■ RECORDS FOR PROCESSING
Issue #786, opened 2019-10-07
Update text strings


carolinan:
Some text strings need to be updated before the string freeze in beta 3.
-Remove the theme name from the Theme Options customizer panel.
-Remove the word "image" from the cover template options since the image is optional.

PR #787, opened 2019-10-07
Update and remove text strings in the customizer

carolinan:
For #786 but there may be more text that needs to be updated.

### DIFF
--- a/classes/class-twentytwenty-customize.php
+++ b/classes/class-twentytwenty-customize.php
@@ -191,9 +191,9 @@ if ( ! class_exists( 'TwentyTwenty_Customize' ) ) {
 			$wp_customize->add_section(
 				'options',
 				array(
-					'title'       => __( 'Theme Options', 'twentytwenty' ),
-					'priority'    => 40,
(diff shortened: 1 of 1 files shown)


classes/class-twentytwenty-customize.php
```diff
@@ -252,13 +251,13 @@ public static function register( $wp_customize ) {
...
 					'capability'  => 'edit_theme_options',
-					'description' => __( 'Settings for the "Cover Template" page template.', 'twentytwenty' ),
+					'description' => __( 'Settings for the "Cover Template" page template. Add a featured image to use as background.', 'twentytwenty' ),
 					'priority'    => 42,
 				)
 			);
 
 			/* Overlay Fixed Background ------ */
-
+
```
nielslange: I believe this space will trigger en Travis error, @carolinan.

nielslange: I just see that you solved it in https://github.com/WordPress/twentytwenty/pull/787/commits/9f5c8db319ebdb6cc4fa544ad394191916326d83 already! 😁

PR #788, opened 2019-10-07
Remove Background image option

### LINKED ISSUE #480: Consider removing support for background-image
Using a background image can make a website less accessible. Considering all the efforts that has been made to keep the content accessible depending on the background colors chosen, I would suggest to remove the option of setting a background image in the Customizer. It would also make the Customizer options more limited. This option can be easily added using a child theme.

We did the same for Twenty Nineteen.

carolinan:
This removes the customizer section for the background image.
Fixes #480

_Removing existing sections or controls is not in accordance with the Theme Review requirements._
We _shouldn't_ add theme support for something, only to remove it.

However:
The background image is part of the theme support for custom background.
The alternative would be to remove the theme support, which would also remove the background color control.
A new custom color control would need be added and tied to the a11y color contrasts code.
Because of this, the faster, easier shortcut is to remove the background image section.


acosmin:
I agree with this one 😄 I also think we should amend the requirement and add a few exceptions in there, like this one.

carolinan:
FYI Theme Review representatives have agreed that an exception can be made.

PR #789, opened 2019-10-07
Fix: Hard to style quote and pullquote color.

jorgefilipecosta:
Currently, the 2020 theme sets a color to inherit on the quote and pull quote blocks.
The block editor comes with an easy way o register block styles and the samples we provided were similar to:
```
register_block_style(
	'core/quote',
	array(
		'name'         => 'not-fancy-quote',
		'label'        => 'Not Fancy Quote',
		'inline_style' => '.wp-block-quote.is-style-not-fancy-quote { color: blue; }',
	)
);
```
Using 2020 theme the previous sample does not works as expected because the color set is overwritten by the inherit color styles.

I think this inherit color styles are not needed as the blocks are already inheriting by default on these cases.
By removing these styles, I did not notice any change in the blocks.

Without these styles removed the code sample I provided when pasted on functions.php of the theme does not work on the editor (the color blue does not appear on the quote block when Not Fancy Quote block style is selected) with these styles remove the code sample works as expected.


ianbelanger79:
@andersnoren could you review this?

jorgefilipecosta:
Hi @andersnoren, thank you for the review! This PR was updated and now we only apply the change on quote block.

PR #1, opened 2018-06-11
Add SOURCE_COMMIT env.

schmmd:


schmmd:
@joelgrus the extra commits were for triggering TeamCity.

PR #5, opened 2018-06-22
remove /build directory from git repo

joelgrus:
oyvindt pointed this out to me


schmmd:
Yikes!

@OyvindTafjord OT FTW!

PR #9, opened 2018-08-02
Dependency demo

DeNeutoy:
Adds:

- A demo for the dependency parser
- `DemoModel`, which was removed from allennlp by accident when we removed the demo
- Refactor to structure the demo as a proper python module, so we don't need to mess with paths
- Instructions to run the demo locally


DeNeutoy:
This is what it looks like at the moment:

image

image

I will make it a bit prettier, but none of the changes will affect this PR (they will all be in the `Predictor` in allennlp), so this is ready for review

joelgrus:
it looks like the CI is failing because maybe the demo wants things that aren't in the latest release? how do we manage that?

schmmd:
@joelgrus we just need to update the `FROM` to the specific commit we want to depend on: https://hub.docker.com/r/allennlp/commit/tags/

joelgrus:
maybe we should have tagged commits that point to tagged releases and everything else point to `:latest`?

schmmd:
I don't like the idea of everything pointing to `:latest` because then changes to github.com/allenai/allennlp could break the demo without CI catching it.  If we wanted to go that route--I think it would take some more thought and changes to our CI.

PR #15, opened 2018-08-20
Update allennlp dependency to fix dependency parser

schmmd:


schmmd:
@matt-gardner thanks--although I guess it doesn't really matter since @DeNeutoy doesn't want what's currently staged to be released either.

schmmd:
@DeNeutoy I merged this.  I'll have you double check that staging looks good before a production release.

PR #22, opened 2018-08-22
NER Facelift / Introducing <Highlight />

aaronsarnat:
ner

This PR:

- Introduces general `<Highlight />` component
- Updates NER demo, leverages new `<Highlight />` component

### DIFF
--- a/demo/src/components/NamedEntityComponent.js
+++ b/demo/src/components/NamedEntityComponent.js
@@ -169,11 +169,11 @@ class NerOutput extends React.Component {
 
     // Defining an empty array for building a list of formatted token objects.
     let formattedTokens = [];
-    // Defining an empty string to store temporary span text.
+    // Defining an empty string to store temporary span text (this field is used to build up the entire text in a single BIL span).
     let spanStr = "";
     // Iterate through array of tags from response data.
     tags.forEach(function (tag, i) {
-      // Defining an empty object var to store temporary token data.
+      // Defining an empty object to store temporary token data.
       let tokenObj = {};
       if (tag === "O") { // If this tag is not part of an entity:
         // Build token object using this token's word and set entity to null.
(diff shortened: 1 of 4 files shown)


demo/src/components/NamedEntityComponent.js
```diff
@@ -113,117 +113,109 @@ class NerInput extends React.Component {
...
-
+    // "B" = "Beginning" (first token in a sequence of tokens comprising an entity)
+    // "I" = "Inside" (token in a sequence of tokens (that isn't first or last in its sequence) comprising an entity)
+    // "L" = "Last" (last token in a sequence of tokens comprising an entity)
+    // "O" = "Outside" (token that isn't associated with any entities)
+    // "U" = "Unit" (A single token representing a single entity)
+
+    // Defining an empty array for building a list of formatted token objects.
+    let formattedTokens = [];
+    // Defining an empty string to store temporary span text.
```
schmmd: I would expand on your comment here.  Specifically this field is used to build up the entire text in a single BIL span.

demo/src/components/NamedEntityComponent.js
```diff
@@ -113,117 +113,109 @@ class NerInput extends React.Component {
...
+        formattedTokens.push(tokenObj);
+      } else if (tag[0] === "U") { // If this tag is a unit token:
+        // Build token object using this token's word and entity.
+        tokenObj = {
+          text: words[i],
+          entity: tag.slice(2) // tag value with "U-" stripped from the beginning
+        }
+        // Append array of formatted token objects with this token object.
+        formattedTokens.push(tokenObj);
+      } else if (tag[0] === "B") { // If this tag is beginning of a span:
```
schmmd: This is a fine solution.  I would have built the nested loop solution, but you could argue either approach.  Each has its benefits.

aaronsarnat: Cool, thanks! :) Mainly the reason I didn't do the nested loop is I couldn't get it to work right on the first try, so I gave this approach a shot and it worked.

demo/src/components/NamedEntityComponent.js
aaronsarnat: Will do. I'll make this change and then merge.

aaronsarnat: Done

aaronsarnat:
@schmmd I addressed your comment about the comment. Tested again just now and everything seems to work. All green checks, so I'm going to merge...

PR #25, opened 2018-08-23
Adding (hidden) demo for wikitables parser

matt-gardner:
This adds a demo for the wikitables parser.  It's currently hidden, as it could be made to look nicer, and we're still wanting to improve the model a bit.  I'm doing this now so that @kl2806 has an example to look at for building a demo for his in-progress ATIS model.

### DIFF
--- a/app.py
+++ b/app.py
@@ -40,6 +40,7 @@ class ServerError(Exception):
 
     def __init__(self, message, status_code=None, payload=None):
         Exception.__init__(self)
+        logger.error(message)
         self.message = message
         if status_code is not None:
             self.status_code = status_code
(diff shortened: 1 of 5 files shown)


matt-gardner:
@schmmd, who's the right person to review this PR?  And is there a way to see the demo that's produced by this, or does that just go to staging after the PR is merged?

schmmd:
@matt-gardner you can assign it to me or Joel.  I wasn't sure it was ready for review.

Will we need the JVM dependency when we ultimately have the semantic parser demo?  ;-(

It's pushed to staging once it's merged.  If you want to see the demo, it's best to run the Dockerfile locally.

matt-gardner:
Yes, we'll need the jvm dependency, as it's required for wikitables.  I'm surprised it wasn't already there - we're using `Dockerfile.pip` for what gets pushed to the `allennlp` docker repository?

schmmd:
@matt-gardner Dockerfile.pip just installs AllenNLP via pip.  We do bake the JVM into our Dockerfile that is used for continuous integration.

app.py
```diff
@@ -40,6 +40,7 @@ class ServerError(Exception):
 
     def __init__(self, message, status_code=None, payload=None):
         Exception.__init__(self)
+        logger.error(message)
```
schmmd: Was this for debugging?

schmmd: Great!

PR #27, opened 2018-08-23
update parser with working one

DeNeutoy:


DeNeutoy:
The parser in the demo uses Penn TreeBank (stanford) style dependencies. Here is a parser which uses Universal Dependencies:

https://s3-us-west-2.amazonaws.com/allennlp/models/biaffine-dependency-parser-ud-2018.08.23.tar.gz

It works in exactly the same way, you could just switch the model location and it would work.

schmmd:
@DeNeutoy cool, thanks.  I'm still inclined to remove the spans so the text is guarenteed to be in order--but I'll play around with staging a bit first.

DeNeutoy:
@schmmd you will find it really hard I think to find an example which will be non-projective for english now the parser is correct - they seem like very heavy handed english, e.g:

John saw a dog yesterday which was a yorkshire terrier.

But now in 98% of cases it should be ok

PR #30, opened 2018-08-24
UI Improvements to Coref Demo

aaronsarnat:
image

---

This PR
---

- Updates Coref demo experience to use new `<Highlight />` component
- Improves `<Highlight />` component


aaronsarnat:
@schmmd assigning to you for review. FYI I have some minor CSS tweaks I still want to make before I merge this (esp. relating to nested refs), but I figured I could have you start looking at the logic while I make small edits to the stylesheet.

demo/src/components/CorefComponent.js
```diff
@@ -116,62 +116,133 @@ class CorefOutput extends React.Component {
...
-      var clusteredDocument = doc.map((word, wordIndex) => {
-        var membershipClusters = [];
-        clusters.forEach((cluster, clusterIndex) => {
-          cluster.forEach((span) => {
-            if (wordIndex >= span[0] && wordIndex <= span[1]) {
-              membershipClusters.push(clusterIndex);
+      const { activeIds, isClicking, selectedId } = this.state;
+      const { tokens, clusters } = this.props;
+
+      // Span tree data transform code courtesy of Michael S.
```
schmmd: Consider putting this code into a helper function that just transforms the JSON structure.  That would make it easier to test if we find any problems.

aaronsarnat: good idea. i'll take a look at that

aaronsarnat:
@schmmd PTAL. I feel good about the state this PR is in now and am ready to merge, but thought it was worth getting another look at it from you (or whoever) since I made a number of changes since you approved this:

- Fixed nested highlight interaction bug where the wrong cluster was being selected
- Refactored highlight component structure to support cleaner-looking layout (side-aligned labels now fill height of container, things aren't quite as scrunched, and the new structure should be more robust when dealing with edge cases) 
- Modularized the `<Highlight />` component a bit more
- Browser tested on the demo's most used browsers

---

Here's a screen video of the latest (sped up a little):

highlight-ux

PR #32, opened 2018-08-27
Attempt to fix broken highlight styling by un-modularizing CSS

aaronsarnat:
This PR moves the styles from the modularized highlight CSS file to main.css along with all the other CSS for the demo.

Something about modularizing CSS (by importing a css file at the component level) created a broken `<link>` tag (resource returned 404) instead of an inline `<style>` tag. Hunch is that it's some outdated React-related dependency in the Docker file.


schmmd:
Did you verify that this fixes the locally @aaronsarnat ?  You can follow the `docker` commands in the README to bring up an environment.

aaronsarnat:
@schmmd following the [`README`](https://github.com/allenai/allennlp-demo/blob/master/README.md) instructions (both for Docker method and local Conda environment method), this is what I'm seeing locally:

coref

ner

■ AIM OF THE EXERCISE
Return all lines from the data that include the string "const".

■ RESPONSE BELOW
+      const { activeIds, isClicking, selectedId } = this.state;
+      const { tokens, clusters } = this.props;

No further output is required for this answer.